A kind of neurosecretory cell in the hypothalamus called the magnocellular neuron produces the peptide hormone oxytocin and releases it into the bloodstream. Oxytocin manages smooth-muscle contraction during labor and lactation. Astrocyte glial cells regulate these oxytocin-producing neurosecretory cells.

Microglia

Microglia are the immune cells of the brain. They are needed because the white blood cells in the bloodstream cannot cross the blood-brain barrier. Microglia help repair damaged neurons. Fractalkine is a cytokine which damaged neurons release and which attracts microglia cells that help heal the injury.

Radial Glia

While the baby is in the womb, the radial glia provide a scaffolding for infant neurons to crawl up on. Each radial glial cell extends from the base of the brain to the top of the brain. Some of these radial glial cells later transform into astrocytes.

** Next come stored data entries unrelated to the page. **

Issue #2382, opened 2026-08-13
initdb gives the Shared Library deck an unreachable domain on a fresh database


tylerecouture:
Found while setting up a dev deck to screenshot PR #2362. Reproduced on a fresh database.

### Problem

`initdb.setup_shared_library` creates the Library tenant and then only sets its domain on the `not created` path:

```python
library_tenant, created = Tenant.objects.get_or_create(
    schema_name='library',
    defaults={'name': 'Shared Library'},
)

if not created and not library_tenant.domains.filter(domain='library.' + settings.ROOT_DOMAIN).exists():
    library_tenant.domains.create(domain='library.' + settings.ROOT_DOMAIN, is_primary=True)
```

On a fresh database `created` is True, so that block is skipped and the domain comes from the tenant post-save signal instead, which builds it from the tenant's **name**:

```python
domain = f'{instance.name.lower()}.{settings.ROOT_DOMAIN}'   # src/tenant/signals.py:41
```

The name is `'Shared Library'`, so the deck gets `shared library.localhost`, with a space in it. That host can never be reached, so on a fresh install the Shared Library deck is unreachable at `library.<ROOT_DOMAIN>`:

```
$ python src/manage.py initdb
$ # Tenant.objects.all() with their domains:
public     ['localhost']
library    ['shared library.localhost']
```

The explicit `library.<ROOT_DOMAIN>` line only ever runs on a re-run of `initdb` against a database where the tenant already exists, which is presumably why this has not been noticed: a developer who runs `initdb` twice gets a working deck, and one who runs it once does not.

### Fix

Set the domain unconditionally, not just on the `not created` branch. Either drop the `not created` condition, or pass `name='library'` so the signal's derived domain is right in the first place (the display name would suffer, so the first option is probably better).

Worth a test asserting the Library tenant's primary domain after a fresh `initdb`, since the current logic is only correct on the second run.

### Notes

Existing deployments are unaffected: their Library tenant already has a domain, so the signal's `if instance.domains.exists(): return` guard leaves it alone.

- Claude Code (`bytedeck - library import/export`)

PR #2227, opened 2026-07-31
HOTFIX: fix: close sign-up on suspended decks (#1734)

tylerecouture:
### What?
On a suspended deck the sign-up page now renders a "Sign Up Closed" notice (with the owner-only explanation) instead of the registration form, and POSTs create no account. Implemented at the allauth adapter level: `CustomAccountAdapter.is_open_for_signup` returns False while the current deck is suspended, which also covers **Google sign-ups** (the social-account adapter delegates its `is_open_for_signup` to the account adapter). Public and library schemas are unaffected.

This is the develop PR #2222 re-targeted to `staging` as a hotfix at the maintainer's request (2026-07-31): its two commits cherry-picked onto `staging` unchanged, including all the CodeRabbit review fixes already confirmed there (docstring Args/Returns, guard-proving POST test, i18n on the template copy, no-current-deck unit test). #2222 is closed as superseded by this PR. Follow-up commits from review and CI: 4ed6f87 takes CodeRabbit's two docstring nitpicks from this PR's own review, and fbbf034 carries the `test_GFKChoiceField__choices_and_clean` ordering fix (same change as #2230 and develop's copy of the test) because that pre-existing staging flake redded this PR's CI twice; whichever of this PR or #2230 merges first makes the other's copy a clean no-op.

### Why?
Maintainer find on staging: with a deck suspended, a brand-new user could still register and land in a signed-in session. The suspension copy live in production says "only the deck owner can sign in", so the open sign-up front door contradicts it; this closes it now rather than waiting for the develop release cycle.

### How?
* `hackerspace_online/adapter.py`: the `is_open_for_signup` override (one guard for form + social sign-ups), on a class that now carries its required docstring.
* `templates/account/signup_closed.html` (new): rendered by allauth when signup is closed; extends the site's `base_no_sidebar.html` like the other account pages, with translatable copy and the suspension explanation kept conditional.
* `utilities/tests/test_fields.py`: the carried flake fix (an explicit `order_by('pk')` so the choice-order assertion stops depending on Postgres row order).
* No migrations, no settings changes. Re-gated on the `staging` base.

### Testing?
* Full serial suite on this branch (staging base): **1555 tests, OK**, plus `ruff` clean, re-run green after each follow-up commit.
* Tests: suspended deck renders `signup_closed.html` with the owner-only copy and a valid signup POST renders the closed notice and creates no user; unsuspended deck still renders the normal form; the adapter defers to the default outside deck schemas.

### Screenshots (if front end is affected)
[...]

PR #2385, opened 2026-08-13
fix: stop a POST parameter from choosing which deck's schema a request runs against (#2362)

tylerecouture:
### What?

Ports the merged hotfix #2362 from `staging` to `develop`. Cherry-picked from `6725760` with no changes; it applied cleanly on top of #2381.

### Why?

**`develop` still contains the vulnerable code.** #2362 went in as a hotfix because it is a tenant isolation break on live decks, and hotfixes land on `staging` only. `staging` merges *from* `develop`, not back into it, so nothing carries the fix the other way:

```
$ git show origin/develop:src/library/utils.py | head -20
def from_library_schema_first(request):
    ...
    use_schema_name = request.POST.get('use_schema')
    schema_name = use_schema_name if use_schema_name else current_schema_name

$ git merge-base --is-ancestor 6725760 origin/develop && echo YES || echo NO
NO
```

Without this, the next release cycle reintroduces the vulnerability, and it would look like a regression with no obvious cause. This is the same two-PR pattern as #2222 (to `develop`) / #2227 (`HOTFIX` to `staging`) for #1734.

For the vulnerability itself: `from_library_schema_first()` read `use_schema` straight off the POST body and handed it to `schema_context()`, so the requesting browser chose which tenant schema the whole request ran under. Its only caller, `ajax_quest_info`, is `@login_required` but not staff-gated, and schema names are the decks' public subdomains, so an authenticated user on one deck could read another deck's quest content by posting that deck's schema name with a quest pk. Full detail and the reproduction are in #2362.

### How?

The request now only gets to ask a yes/no question, `use_library_schema=1`, and the schema name is resolved server side from `get_library_schema_name()`:

```python
def library_schema_if_requested(request):
    schema_name = get_library_schema_name() if is_library_schema_requested(request) else request.tenant.schema_name
    return schema_context(schema_name)
```

Identical to what is already running on `staging`.

### Testing?

```
src/library + src/quest_manager    464 tests   OK
ruff check src                     clean
```

The 9 tests in `src/library/tests/test_utils.py` come across with the fix: flag parsing, both branches of the schema resolution, and the endpoint itself (a foreign schema name must not return that schema's content, while the supported flag still renders the Library preview).

The cherry-pick interacts with #2381, which landed on `develop` in between and rewrote much of `library/views.py`. Git auto-merged both files and the combined result passes, including #2381's own guard tests.

No visual change; the only front-end edit is the POST key the accordion sends on Library pages. The Library preview rendering correctly over the new wire format was captured from the running app on #2362:

Library quest preview loading on the hackerspace dev deck

### Anything Else?

Worth deciding how hotfixes get back to `develop` in general, since this one needed a human to notice. Two options: a scheduled `staging` → `develop` back-merge, or a convention that every hotfix opens both PRs at once. CLAUDE.md documents the `staging` direction but not the return trip. I have not filed an issue for this yet since it is a process question rather than a code one; happy to if you would like it tracked.

Filed while working on the same area: #2382, a fresh `initdb` gives the Shared Library deck the domain `shared library.localhost` (with a space), so the deck is unreachable on a new install.

### Review request

@tylerecouture

---

## Summary by CodeRabbit

* **Bug Fixes**
  * Improved Library preview requests to securely select Library content without accepting arbitrary schema names.
  * Ensured regular requests remain isolated to the current tenant’s content.
  * Added validation for supported boolean values when requesting Library content.
  * Updated Library previews to use the improved request handling.

* **Documentation**
  * Added endpoint documentation describing request validation, schema isolation, and response behavior.

### DIFF
--- a/src/library/tests/test_utils.py
+++ b/src/library/tests/test_utils.py
@@ -63,7 +63,15 @@ class LibrarySchemaIfRequestedTestCase(LibraryTenantTestCaseMixin):
         self.factory = RequestFactory()
 
     def _request(self, data):
-        """Return a POST request carrying the current tenant, as the middleware would."""
+        """Build a POST request carrying the current tenant, as the middleware would.
+
+        Args:
+            data (dict): form fields to post.
+
+        Returns:
+            HttpRequest: the POST request, with `tenant` set to the test tenant so
+            the schema resolution under test has a deck to fall back to.
+        """
         request = self.factory.post('/', data)
         request.tenant = connection.tenant
         return request
@@ -112,7 +120,15 @@ class AjaxQuestInfoSchemaIsolationTestCase(LibraryTenantTestCaseMixin):
         cls.test_teacher = User.objects.create_user('isolation_teacher', is_staff=True)
 
     def _post_preview(self, data):
-        """POST the quest-preview endpoint for the Library quest's pk with the given data."""
+        """POST the quest-preview endpoint for the Library quest's pk.
+
+        Args:
+            data (dict): form fields to post, e.g. the schema flag under test.
+
+        Returns:
+            HttpResponse: the endpoint's response. 200 with a `quest_info_html`
+            JSON body when a quest was found, 404 when none was visible.
+        """
         return self.client.post(
             reverse('quests:ajax_quest_info', args=[self.library_quest.id]),
             data=data,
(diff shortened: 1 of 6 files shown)


tylerecouture:
@coderabbitai review

(The automatic pass hit the review rate limit; that window has now passed.)

---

NG2 cells are a recently discovered type of glial cell. NG2 cells have stem-cell properties, can differentiate into neurons, and resemble immature oligodendrocytes. NG2 glia divide after stroke and brain injury.

Growth Cones

Axons have a growth cone that helps them repair broken connections. But this growth cone will collapse in the presence of several inhibitory proteins: myelin-associated glycoprotein (MAG), oligodendrocyte-myelin glycoprotein (OMgp), and the Nogo protein.  Researchers are trying to find drugs that will bind and inhibit these proteins, so that severed nerves can repair themselves. Fish and salamanders do not have the Nogo protein, but frogs do.

Pain and Cannabis

Glia are not involved in normal pain, but are involved in chronic pain. This involvement appears to be mediated by the cytokines that microglia release. Some glia have opiate receptors and cannabinoid receptors. There are two kinds of cannabinoid CB1 and CB2, and each kind of cannabinoid has a specific receptor. Neurons have CB1 receptors, but not CB2. The binding of CB1 to neurons is what makes CB1 psychoactive. Microglia have CB2 receptors. Experiments on mice have shown that CB2 can relieve pain without the psychoactive effects of CB1.